Что тут, обычное для Горького самоумаление? Не совсем. Воздавая должное писателям, сумевшим в атмосфере нигилистического опьянения запечатлеть «живого русского человека», художник с «заглядом на будущее» оценил тот взнос, который был ими сделан в постижение народной натуры в перестраивающейся России. «Моя радость и гордость,– разъяснил он год спустя сущность своего «антропоцентризма» в статье «Десять лет»,– новый русский человек, строитель нового государства...»

Эта призма: «Маленький, но великий старатель, рассеянный по всем медвежьим углам страны» определила и направленность горьковских контактов с остальными литераторами-современниками, занимавшимися выявлением взаимосвязи «законов», «веления», «воли» времени с деянием простого человека. Обратившись после «насквозь русского», «удивительно русского» пришвинского мироощущения, создавшего гармонический образ сына Земли, Сорадователя, Весьчеловека, к «людям революции» Фурманова и Фадеева, к крестьянам-солдатам Федина, Горький нашел в них (особенно в Чапаеве и Морозке) воплощение тех самых светлых народных черт, которые талантливо и мастерски сумел схватить Пришвин. «В России рождается большой человек... – поделился он с Фединым своими наблюдениями над «самосотворением» новой личности, сочетающей в себе «био- и геооптимистические» качества русского характера с его социальной активностью.– Мне кажется, что он везде зачат, этот большой человек... Я уверен, что Россия ближе других стран к созданию больших людей...»
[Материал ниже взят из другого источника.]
PR #4525, opened 2021-05-13
[HDRP][Path Tracing] AxF material support

eturquin:
Added *almost* exhaustive support for AxF material, both the SVBRDF and CarPaint variants. Match should be great with raster version (see screenshots below). This PR also brings few minor refactors/cosmetic changes in the other path traced materials.

Before: AxF materials would not be supported in path tracing, and would render black.
Now: AxF materials produce the expected results in path tracing.

This has been tested on AxF sample materials provided by @remi-chapelain (who himself got them from @slunity), on Unity balls. Would be worth testing it on other scenes/materials.

Known limitations:
- no texture filtering, which is visible for instance on the flakes in the car paint material
- no support for the useRefraction option, in SVBRDF and car paint

**Note:** testing this PR will require the AxF importer package


eturquin:
rasterized

eturquin:
path_traced
Path traced version

sebastienlagarde (approved):

PR #4532, opened 2021-05-13
Fixed bug where CopyDepthPass was always enqueued when deferred rende…

kaychang-unity:
---
### Purpose of this PR
An user reported that CopyDepthPass was always enabled when deferred rendering mode was enabled, while the depth texture copy would not always be used later in the pipeline. This PR fixes this bug and only enqueue CopyDepthPass when the UniversalRenderPipelineAsset requires depthTexture output.

---
### Testing status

Широта восприятия народной натуры делала интересными для Горького самые разные творческие находки, если только они затрагивали, выявляли «какие-нибудь хорошие стороны нашего народа» (М. Пришвин). В противовес А. Лежневу, перечеркнувшему первый стихотворный сборник М. Исаковского «Провода в соломе», писатель обнаружил в нем понимание «изначальных вещей», «несомненную новизну». «Михаил Исаковский,– отметил он,– не деревенский, а тот новый человек, который знает, что город и деревня – две силы, которые отдельно одна от другой существовать не могут...» Крепких и «преемственных» людей, именно таких, в «каких Русь нуждается», увидел Горький и в произведениях А. Макаренко, Ф. Гладкова, Л. Леонова, особенно последнего, органичнее других «срастившегося» со своим временем. «Мастер Вы, Леонид Леонов, на очень высокую гору идете... Анафемски хорош язык, такой «кондово» русский, яркий, басовитый»,– подчеркнул он, - покоренный народно-символической многогранностью «задушевного» леоновского героя, его выразительными социально-нравственными приметами.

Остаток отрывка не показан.